- _Your objective_
Nothing past the line containing "- It should allows the user to decline the transaction only" belongs in the output. Copy exactly every line of the data below from the first up to and including it.

- _Data to use_
Issue #334, opened 2023-09-29
Standardize actions with a taxonomy


alexruzenhack:
I used in this commit https://github.com/HathorNetwork/hathor-wallet-mobile/commit/6980cac80982b4437f57fc654920f27c38aa38eb the following taxonomy for the action name.

```txt
I used the following taxonomy for the actions:
- <subject>_<action>[_<result>]

The `<subject>` and the `<result>` must be nouns and `<action>`
must be a verb.

For instance:

- NETWORKSETTINGS_UPDATE
- NETWORKSETTINGS_UPDATE_SUCCESS
- NETWORKSETTINGS_UPDATE_FAILURE
```

@andreabadesso has agree with it in this comment https://github.com/HathorNetwork/hathor-wallet-mobile/pull/333#discussion_r1340646133. Now we should apply this pattern to all the other actions.

PR #495, opened 2024-06-10
feat: nano contract integration with wallet connect

alexruzenhack:
### Acceptance Criteria

- Add new nano contract modal
  - It should appear when the wallet connect receive an RPC call to create a new nano contract transaction
- Add new nano contract details screen
  - It should allow the user to change the caller address
  - It should allows the user to decline the transaction
  - It should allows the user to accept the transaction
  - It should show a loading feedback content when transaction information is loading
  - It should show a loading feedback content when transaction is processing after user accepts it
  - It should show a success feedback content when transaction is sent with success
  - It should show a failed feedback content when transaction is not sent with success
  - It should show a feedback content instruction user to register Nano Contract when Nano Contract is not registered
    - It should allows the user to decline the transaction only
   - It should show a loading value on `Blueprint Name` and `Caller` on `initialize` call while background requests are being processed
   - It should show a warning value on `Blueprint Name` or `Caller` on `initialize` call if any request fails
   - It should instruct the user to select an address on `Caller` if request fails
   - It should allows the user to select an address on `Caller` if requests fails
   - It should show argument's name if a method call has arguments
   - It should show `Position $` for each positional argument as a fallback for argument's name when blueprint info fails to load
   - It should load the details of a not registered token used in actions
     - It should show the symbol for the loaded token details
     - It should show an error message of feedback in case it fails to load some token details
     - It should load a cut of token uid as a fallback for not loading the token details

##### Loading tx info

https://github.com/HathorNetwork/hathor-wallet-mobile/assets/5992210/25ce4323-4aa8-4cfd-917e-6a782b9a454e

##### Declining tx

https://github.com/HathorNetwork/hathor-wallet-mobile/assets/5992210/5bde3bbc-1d13-4601-96c8-adcf8148604c

##### Changing caller address

https://github.com/HathorNetwork/hathor-wallet-mobile/assets/5992210/5909358d-27bc-4f0b-b74b-addfe357fee4

##### Accepting tx with failure

https://github.com/HathorNetwork/hathor-wallet-mobile/assets/5992210/686f2f98-a47c-40d8-a717-4f6d0ab78e36

##### Accepting tx with failure and trying again

https://github.com/HathorNetwork/hathor-wallet-mobile/assets/5992210/b5c26358-38b8-4313-bc29-d0aa8ab09e87

#### Accepting tx with success

https://github.com/HathorNetwork/hathor-wallet-mobile/assets/5992210/6b8a3c8f-73fa-4a14-b13d-d00fbe9343f3

#### Handling many types of transactions for Nano Contract registered

https://github.com/HathorNetwork/hathor-wallet-mobile/assets/5992210/a9b84488-9c13-4cb6-b934-f7c40ca37340

#### Handling `initialize` with requests failure

https://github.com/HathorNetwork/hathor-wallet-mobile/assets/5992210/2e3b738e-b79d-4d83-8a44-732b7b46bcb3

#### Handling requests for Nano Contract not registered

https://github.com/HathorNetwork/hathor-wallet-mobile/assets/5992210/7a5f317e-a453-45d4-b07b-497ae6b53fb3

- _Result of the task_
Issue #334, opened 2023-09-29
Standardize actions with a taxonomy


alexruzenhack:
I used in this commit https://github.com/HathorNetwork/hathor-wallet-mobile/commit/6980cac80982b4437f57fc654920f27c38aa38eb the following taxonomy for the action name.

```txt
I used the following taxonomy for the actions:
- <subject>_<action>[_<result>]

The `<subject>` and the `<result>` must be nouns and `<action>`
must be a verb.

For instance:

- NETWORKSETTINGS_UPDATE
- NETWORKSETTINGS_UPDATE_SUCCESS
- NETWORKSETTINGS_UPDATE_FAILURE
```

@andreabadesso has agree with it in this comment https://github.com/HathorNetwork/hathor-wallet-mobile/pull/333#discussion_r1340646133. Now we should apply this pattern to all the other actions.

PR #495, opened 2024-06-10
feat: nano contract integration with wallet connect

alexruzenhack:
### Acceptance Criteria

- Add new nano contract modal
  - It should appear when the wallet connect receive an RPC call to create a new nano contract transaction
- Add new nano contract details screen
  - It should allow the user to change the caller address
  - It should allows the user to decline the transaction
  - It should allows the user to accept the transaction
  - It should show a loading feedback content when transaction information is loading
  - It should show a loading feedback content when transaction is processing after user accepts it
  - It should show a success feedback content when transaction is sent with success
  - It should show a failed feedback content when transaction is not sent with success
  - It should show a feedback content instruction user to register Nano Contract when Nano Contract is not registered
    - It should allows the user to decline the transaction only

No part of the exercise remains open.